▶ **Assignment**: For the entries below, how many lines include the word "GOOS"? Give the figure and nothing more.

▶ **Supplied data**:

PR #1842, opened 2017-05-26
Pass -s and -w ldflags to reduce binary size.

moimael:
Those flags remove DWARF table used by go debugger in release mode.

**Before:**
siad: **16.5MB**
siac: **9.6MB**

**After:**
siad: **11.1MB**
siac: **6.5MB**

### DIFF
--- a/Makefile
+++ b/Makefile
@@ -64,7 +64,7 @@ release:
 release-race:
 	go install -race -tags='debug profile' $(pkgs)
 release-std:
-	go install $(pkgs)
+	go install -ldflags='-s -w' $(pkgs)
 
 # clean removes all directories that get automatically created during
 # development.
--- a/release.sh
+++ b/release.sh
@@ -36,7 +36,7 @@ for os in darwin linux windows; do
 		if [ "$os" == "windows" ]; then
 			bin=${pkg}.exe
 		fi
-		GOOS=${os} go build -o $folder/$bin ./$pkg
+		GOOS=${os} go build -ldflags="-s -w" -o $folder/$bin ./$pkg
 		openssl dgst -sha256 -sign $keyfile -out $folder/${bin}.sig $folder/$bin
 		# verify signature
 		if [[ -n $pubkeyfile ]]; then


DavidVorick:
Rejecting this for now. Sia is still rather unstable and we need those crash reports. We also do some live debugging, and I'm sure that stripping the binaries would make life harder for us when new bugs are discovered in the wild.

Worth considering when things are more stable, but our binaries are already less than 50MB together. For me, that's plenty small. (UI downloads could certainly still be improved)

moimael:
But it doesn't strip stacktraces it's only useful if you use the debugger in production release which is not the case. See here for more details :https://blog.filippo.io/shrink-your-go-binaries-with-this-one-weird-trick/

DavidVorick:
ok. Waiting for @lukechampine to comment (he's better with go tool stuff than I am)

lukechampine:
I think this is probably safe, although I would like to do some more research before approving. Also, I don't think binary size is a huge deal; the precompiled downloads are already compressed, so there's no gain there. @moimael, do you have a specific use case in mind?

DavidVorick:
re-opening as it seems this may be okay to merge after all.

lukechampine:
LGTM. People who want to debug the binary can build it themselves.

DavidVorick:
I'm still not confident that it's the right choice. What functionality exactly is lost by removing these? And if it's not expected to be necessary, why is it default? Will gdb still work? Trace? `--profile`?

I guess I just really don't understand what the data is doing that we've stripped out.

moimael:
Basically you cannot attach a debugger to release binary. You still get stacktraces in case of errors. It removes debug symbols (only for release, not in dev).

DavidVorick:
I have twice attached a debugger to a non-debug binary, but that's actually not that many times, for all the problems I've worked through in production. Maybe this is okay as a change then.

I am just nervous about that one time that you really wish that you had it.

moimael:
Maybe what's needed here is a proper error reporting solution like sentry or mixpanel ?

▶ **Completed task**: 2